The [GPTQ](https://arxiv.org/abs/2210.17323) algorithm is applied for quantization, as implemented in the [llm-compressor](https://github.com/vllm-project/llm-compressor) library.


## Use with vLLM

I deploy using the OpenAI-compatible [vLLM](https://docs.vllm.ai/en/latest/) Docker image, as shown in the example below.

```bash
#!/bin/bash

# Default values
NAME_SUFFIX=""
PORT=8010
GPUS="0,1"  # Default GPUs

# Parse command line arguments
while getopts "s:p:g:" opt; do
    case $opt in
        s) NAME_SUFFIX="$OPTARG";;    # suffix for container name
        p) PORT="$OPTARG";;          # port number
        g) GPUS="$OPTARG";;          # GPU devices (e.g., "2,3")
        ?) echo "Usage: $0 [-s suffix] [-p port] [-g gpus]"
           exit 1;;
    esac
done

model=ospatch/QwQ-32B-INT8-W8A8
volume=~/.cache/huggingface/hub
revision=main
version=latest
context=16384
base_name="vllm-qwq-int8"
container_name="${base_name}${NAME_SUFFIX}"

sudo docker run --restart=unless-stopped --name $container_name --runtime nvidia --gpus '"device='"$GPUS"'"' \
     --shm-size 1g -p $PORT:8000 -e NCCL_P2P_DISABLE=1 -e HUGGING_FACE_HUB_TOKEN=<user_token> \
     -v $volume:/root/.cache/huggingface/hub vllm/vllm-openai:$version --model $model \
     --revision $revision --tensor-parallel-size 2 \
     --gpu-memory-utilization 0.97 --max-model-len $context --enable-chunked-prefill
```

No command line arguments are needed for the default configuration.

## Creation

This model was created with [llm-compressor](https://github.com/vllm-project/llm-compressor) by running the code snippet below.
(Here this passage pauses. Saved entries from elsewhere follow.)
PR #164, opened 2019-06-11
feat: Adds webpack support for azure plugin

wbreza:
When azure serverless project is deploy with webpack we need to ensure that the required files for azure functions are part of the deployment package.

- Copies host.json & function.json files for each serverless function.


src/plugins/login/loginPlugin.test.ts
```diff
@@ -19,7 +19,7 @@ describe("Login Plugin", () => {
     const options = MockFactory.createTestServerlessOptions();
```
mydiemho: this login order change has nothing to do with webpack, I would put this in a different pr

src/plugins/login/loginPlugin.ts
```diff
@@ -10,7 +10,7 @@ export class AzureLoginPlugin {
     this.provider = (this.serverless.getProvider("azure") as any) as AzureProvider;
 
     this.hooks = {
```
mydiemho: same as above

src/plugins/package/azurePackage.ts
```diff
@@ -1,54 +1,44 @@
...
+import { PackageService } from "../../services/packageService";
 
 export class AzurePackage {
+  private bindingsCreated: boolean = false;
+  private packageService: PackageService;
   public provider: AzureProvider;
   public hooks: { [eventName: string]: Promise<any> };
 
-  public constructor(private serverless: Serverless, private options: Serverless.Options) {
+  public constructor(private serverless: Serverless) {
```
tbarlow12: Reason for no options?

wbreza: The plugin doesn't use any options right now - so removed it.  If it starts to take options in the future I'm fine bringing it back.

src/plugins/login/loginPlugin.test.ts
wbreza: Reverted login changes.

src/plugins/login/loginPlugin.ts
wbreza: Reverted login changes.

PR #166, opened 2019-06-13
feat: Deploy APIM CORS Policy

wbreza:
When the APIM CORS policy is defined within the serverless yaml then we need to deploy the XML policy document during deployment.

Resolve ABA#207


src/models/apiManagement.ts
```diff
@@ -4,9 +4,18 @@ export interface ApiManagementConfig {
   name: string;
   api: ApiContract;
   backend?: BackendContract;
+  cors?: ApiCorsPolicy;
 }
 
 export interface ApiOperationOptions {
```
mydiemho: we should start using jsdocs

src/services/apimService.ts
```diff
@@ -252,7 +252,73 @@ export class ApimService extends BaseService {
...
       this.log("Error creating APIM Property");
+      this.log(JSON.stringify(e.body, null, 4));
       throw e;
     }
   }
+
+  /**
+   * Creates the XML payload that defines the API operation policy to link to the configured backend
+   */
+  private createApiOperationXmlPolicy(): string {
```
mydiemho: should we have tests to verify this object data format?

src/services/apimService.ts
```diff
@@ -252,7 +252,73 @@ export class ApimService extends BaseService {
...
+   * Creates the XML payload that defines the specified CORS policy
+   * @param corsPolicy The CORS policy
+   */
+  private createCorsXmlPolicy(corsPolicy: ApiCorsPolicy): string {
+    const origins = corsPolicy.allowedOrigins ? corsPolicy.allowedOrigins.map((origin) => ({ origin })) : null;
+    const methods = corsPolicy.allowedMethods ? corsPolicy.allowedMethods.map((method) => ({ method })) : null;
+    const allowedHeaders = corsPolicy.allowedHeaders ? corsPolicy.allowedHeaders.map((header) => ({ header })) : null;
+    const exposeHeaders = corsPolicy.exposeHeaders ? corsPolicy.exposeHeaders.map((header) => ({ header })) : null;
+
+    const policy = [{
```
mydiemho: same with this

src/services/apimService.ts
wbreza: This would need to be an e2e integration test to the azure API, otherwise I've validated the shape of the xml document.

src/models/apiManagement.ts
wbreza: Added js docs to APIM models.

PR #172, opened 2019-06-19
feat: Azure region & stage defaults

wbreza:
Ensures valid Azure values are set for region and stage.  Renames instances of "location" to "region" to align with core naming convention.


src/plugins/deploy/azureDeployPlugin.ts
```diff
@@ -12,6 +12,11 @@ export class AzureDeployPlugin {
   }
 
   private async deploy() {
+    this.serverless.cli.log("OPTIONS");
```
wbreza: Will Remove

tbarlow12: I'll assume you mean lines 15 & 16 here

src/services/baseService.test.ts
```diff
@@ -21,6 +21,14 @@ class TestService extends BaseService {
     return this.sendFile(requestOptions, filePath);
   }
 
+  public getSlsRegion() {
```
tbarlow12: Seems like pretty thin wrappers for these two functions. Any reason for having both `getSlsRegion` and `getRegion`?

src/services/functionAppService.test.ts
```diff
@@ -29,7 +28,7 @@ describe("Function App Service", () => {
   const authKeyUrl = `${baseUrl}${app.id}/functions/admin/token?api-version=2016-08-01`;
   const syncTriggersUrl = `${baseUrl}${app.id}/syncfunctiontriggers?api-version=2016-08-01`;
   const listFunctionsUrl = `${baseUrl}${app.id}/functions?api-version=2016-08-01`;
-  const uploadUrl = `https://${app.enabledHostNames[0]}${constants.scmZipDeployApiPath}/`
+  const uploadUrl = `https://${app.enabledHostNames[1]}/api/zipdeploy/`;
```
tbarlow12: Why the switch from `enabledHostNames[0]` to `enabledHostNames[1]`? Might be good to document, even if it's just in the test

src/shared/utils.ts
```diff
@@ -113,6 +113,10 @@ export class Utils {
     return metaData;
   }
 
+  public static prettyPrint(json) {
```
tbarlow12: Pretty :)

src/test/mockFactory.ts
```diff
@@ -184,7 +184,7 @@ export class MockFactory {
     const data = {
       provider: {
         name: "azure",
-        location: "West US 2"
+        region: "West US 2"
```
tbarlow12: Good switch. Location was confusing

src/plugins/deploy/azureDeployPlugin.ts
wbreza: I was referring to all the log statements.  I put those in for debugging.

src/services/baseService.test.ts
wbreza: These are purely in a `TestService` class purposely built to test the core/base functionality of the `BaseService`

src/services/functionAppService.test.ts
wbreza: I hardened the retrieval of the SCM domain from the list of domains in the website.  Based on that update I also changed the mock data used in the test and know that the SCM domain is the 2nd one in this case.

wbreza: Updated test to do similar logic.

src/services/resourceService.ts
```diff
@@ -14,11 +14,9 @@ export class ResourceService extends BaseService {
   public async deployResourceGroup() {
     this.log(`Creating resource group: ${this.resourceGroup}`);
 
-    const groupParameters = {
-      location: this.serverless.service.provider["location"]
-    };
-
-    return await this.resourceClient.resourceGroups.createOrUpdate(this.resourceGroup, groupParameters);
+    return await this.resourceClient.resourceGroups.createOrUpdate(this.resourceGroup, {
+      location: this.getRegion(),
```
mydiemho: rename `location` to `region` to be consistent

wbreza: Can't change it here - this is the call to the ARM sdk and it expects `location`.

src/shared/utils.ts
wbreza: @mydiemho initially added this in her PR.

src/services/baseService.ts
```diff
@@ -81,4 +87,33 @@ export abstract class BaseService {
   protected slsConfigFile(): string {
     return ("config" in this.options) ? this.options["config"] : "serverless.yml";
   }
+
+  private setDefaultValues(): void {
+    // TODO: Right now the serverless core will always default to AWS default region if the
+    // region has not been set in the serverless.yml or CLI options
+    const awsDefault = "us-east-1"
```
pjlittle: nit: feels odd to have the const within the function vs. more global -- both for the `awsDefault` and probably makes sense to have something like `azureDefault` that sits alongside it, so it's more clear what it's being used for.  Comment definitely helps.

src/services/functionAppService.ts
```diff
@@ -46,20 +47,27 @@ export class FunctionAppService extends BaseService {
...
 
     return await this.sendApiRequest("DELETE", deleteFunctionUrl);
   }
 
   public async syncTriggers(functionApp: Site) {
+    Guard.null(functionApp);
+
     this.serverless.cli.log("Syncing function triggers");
 
     const syncTriggersUrl = `${this.baseUrl}${functionApp.id}/syncfunctiontriggers?api-version=2016-08-01`;
```
pjlittle: Seeing the `api-version` everywhere makes me twitch a little bit, but probably more readable than trying to have some `buildUrl("syncfunctiontriggers") { return ...}` . And if it ain't broke...

src/services/baseService.ts
mydiemho: this won't be necessary anymore once serverless merge the other PR that remove the AWS default

src/services/functionAppService.ts
wbreza: There are many different versions and they are not consistent enough to warrant putting into constants right now.  Happy to do this later if needed.

src/services/baseService.ts
wbreza: We are only referencing these in this one function right now.  Agree if we needed to get the default values in other places we can bump this up.  Going to keep as is for the time being.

Credit to [Neural Magic](https://huggingface.co/neuralmagic) for the recipe.

```python
## script copied from Neural Magic

from transformers import AutoModelForCausalLM, AutoTokenizer
from datasets import load_dataset
from llmcompressor.modifiers.quantization import QuantizationModifier
from llmcompressor.modifiers.smoothquant import SmoothQuantModifier
from llmcompressor.transformers import oneshot
from llmcompressor.transformers.compression.helpers import calculate_offload_device_map

# Load model
model_stub = "Qwen/QwQ-32B"
model_name = model_stub.split("/")[-1]

num_samples = 1024
max_seq_len = 8192

tokenizer = AutoTokenizer.from_pretrained(model_stub)

device_map = calculate_offload_device_map(
    model_stub,
    reserve_for_hessians=True,
    num_gpus=4,
    torch_dtype="auto",
)

model = AutoModelForCausalLM.from_pretrained(
    model_stub,
    device_map=device_map,
    torch_dtype="auto",
)

def preprocess_fn(example):
  return {"text": tokenizer.apply_chat_template(example["messages"], add_generation_prompt=False, tokenize=False)}

ds = load_dataset("neuralmagic/LLM_compression_calibration", split="train")
ds = ds.map(preprocess_fn)

# Configure the quantization algorithm and scheme
recipe = [
    SmoothQuantModifier(smoothing_strength=0.7),
    QuantizationModifier(
        targets="Linear",
        scheme="W8A8",
        ignore=["lm_head"],
        dampening_frac=0.1,
    ),
]

# Apply quantization
oneshot(
    model=model,
    dataset=ds, 
    recipe=recipe,
    max_seq_length=max_seq_len,
    num_calibration_samples=num_samples,
)

# Save to disk in compressed-tensors format
save_path = model_name + "-INT8-W8A8"
model.save_pretrained(save_path)
tokenizer.save_pretrained(save_path)
print(f"Model and tokenizer saved to: {save_path}")
```

## Usage Guidelines

Please reference the model card for [QWQ-32B](https://huggingface.co/Qwen/QwQ-32B).

## Evaluation & Accuracy

The model passes the vibe check, but no attempt was made to evaluate the quantized model for accuracy loss.